(Collection entries)

===

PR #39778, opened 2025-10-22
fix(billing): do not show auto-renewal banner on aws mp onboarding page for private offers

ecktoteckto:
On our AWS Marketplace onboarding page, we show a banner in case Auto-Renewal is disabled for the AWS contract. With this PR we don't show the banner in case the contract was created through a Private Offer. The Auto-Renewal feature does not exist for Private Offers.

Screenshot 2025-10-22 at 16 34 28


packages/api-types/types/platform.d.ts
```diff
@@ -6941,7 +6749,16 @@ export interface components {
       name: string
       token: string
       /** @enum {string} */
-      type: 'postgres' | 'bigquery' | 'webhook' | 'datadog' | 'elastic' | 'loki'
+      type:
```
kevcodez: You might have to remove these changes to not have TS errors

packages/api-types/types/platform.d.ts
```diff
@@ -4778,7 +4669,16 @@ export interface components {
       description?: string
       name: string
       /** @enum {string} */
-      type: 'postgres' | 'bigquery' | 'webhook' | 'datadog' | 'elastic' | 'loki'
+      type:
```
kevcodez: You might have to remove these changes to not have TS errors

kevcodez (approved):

===

EXERCISE BRIEF
Would you please restate all of the entries exactly?

RESULT
PR #39778, opened 2025-10-22
fix(billing): do not show auto-renewal banner on aws mp onboarding page for private offers

ecktoteckto:
On our AWS Marketplace onboarding page, we show a banner in case Auto-Renewal is disabled for the AWS contract. With this PR we don't show the banner in case the contract was created through a Private Offer. The Auto-Renewal feature does not exist for Private Offers.

Screenshot 2025-10-22 at 16 34 28


packages/api-types/types/platform.d.ts
```diff
@@ -6941,7 +6749,16 @@ export interface components {
       name: string
       token: string
       /** @enum {string} */
-      type: 'postgres' | 'bigquery' | 'webhook' | 'datadog' | 'elastic' | 'loki'
+      type:
```
kevcodez: You might have to remove these changes to not have TS errors

packages/api-types/types/platform.d.ts
```diff
@@ -4778,7 +4669,16 @@ export interface components {
       description?: string
       name: string
       /** @enum {string} */
-      type: 'postgres' | 'bigquery' | 'webhook' | 'datadog' | 'elastic' | 'loki'
+      type:
```
kevcodez: You might have to remove these changes to not have TS errors

kevcodez (approved):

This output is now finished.